Problem description:
Among these records, which lines include "value"? Copy them out.
-- Data extract follows --
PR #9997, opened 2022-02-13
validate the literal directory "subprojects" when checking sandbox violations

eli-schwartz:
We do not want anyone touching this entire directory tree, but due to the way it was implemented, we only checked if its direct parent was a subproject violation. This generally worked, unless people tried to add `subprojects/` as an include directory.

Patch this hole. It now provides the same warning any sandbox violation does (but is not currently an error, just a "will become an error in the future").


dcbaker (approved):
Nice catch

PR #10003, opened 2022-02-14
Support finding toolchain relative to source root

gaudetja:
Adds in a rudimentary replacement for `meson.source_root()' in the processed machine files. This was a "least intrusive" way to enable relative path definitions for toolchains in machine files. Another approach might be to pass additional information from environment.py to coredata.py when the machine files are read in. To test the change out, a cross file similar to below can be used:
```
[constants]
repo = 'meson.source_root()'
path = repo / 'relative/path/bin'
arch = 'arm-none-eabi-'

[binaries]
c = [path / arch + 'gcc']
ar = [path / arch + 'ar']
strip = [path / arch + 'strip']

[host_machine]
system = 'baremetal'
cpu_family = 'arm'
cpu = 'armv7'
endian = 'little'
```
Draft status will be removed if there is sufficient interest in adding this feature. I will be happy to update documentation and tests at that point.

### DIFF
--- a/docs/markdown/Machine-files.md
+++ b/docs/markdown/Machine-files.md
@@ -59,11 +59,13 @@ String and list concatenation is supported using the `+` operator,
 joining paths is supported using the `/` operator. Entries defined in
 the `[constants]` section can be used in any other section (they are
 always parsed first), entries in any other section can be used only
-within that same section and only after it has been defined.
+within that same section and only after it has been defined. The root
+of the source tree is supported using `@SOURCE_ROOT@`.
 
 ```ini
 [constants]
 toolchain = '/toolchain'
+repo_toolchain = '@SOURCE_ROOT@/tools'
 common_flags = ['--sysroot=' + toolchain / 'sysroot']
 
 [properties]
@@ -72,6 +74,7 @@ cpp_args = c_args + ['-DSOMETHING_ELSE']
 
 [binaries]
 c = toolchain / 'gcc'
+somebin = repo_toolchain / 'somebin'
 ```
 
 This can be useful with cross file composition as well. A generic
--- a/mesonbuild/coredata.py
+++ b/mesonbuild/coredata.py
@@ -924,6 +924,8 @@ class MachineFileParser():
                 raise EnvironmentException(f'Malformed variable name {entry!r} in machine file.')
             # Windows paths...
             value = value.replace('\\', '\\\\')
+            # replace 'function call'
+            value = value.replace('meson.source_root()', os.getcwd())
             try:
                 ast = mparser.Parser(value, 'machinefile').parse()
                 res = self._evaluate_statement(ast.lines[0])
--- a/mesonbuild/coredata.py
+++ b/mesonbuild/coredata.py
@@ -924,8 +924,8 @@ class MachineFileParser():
-- Data extract concluded --
Finished exercise:
             value = value.replace('\\', '\\\\')
+            value = value.replace('meson.source_root()', os.getcwd())
                 ast = mparser.Parser(value, 'machinefile').parse()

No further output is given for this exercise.